--- Records supplied Enclosed Below ---
PR #20, opened 2022-09-04
Improve check instruction with specific mask for every opcode

gallottino:
Before this change, code checked only the bit set to 1. It will be added a verification for every significant bit in the opcode.


gallottino:
Only a test.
--- End of Enclosed Records supplied ---
> **About this exercise**: The line with "Improve check instruction" through the last line of the entries above: output exactly those lines and nothing else.

> **The answer**:
Improve check instruction with specific mask for every opcode

gallottino:
Before this change, code checked only the bit set to 1. It will be added a verification for every significant bit in the opcode.


gallottino:
Only a test.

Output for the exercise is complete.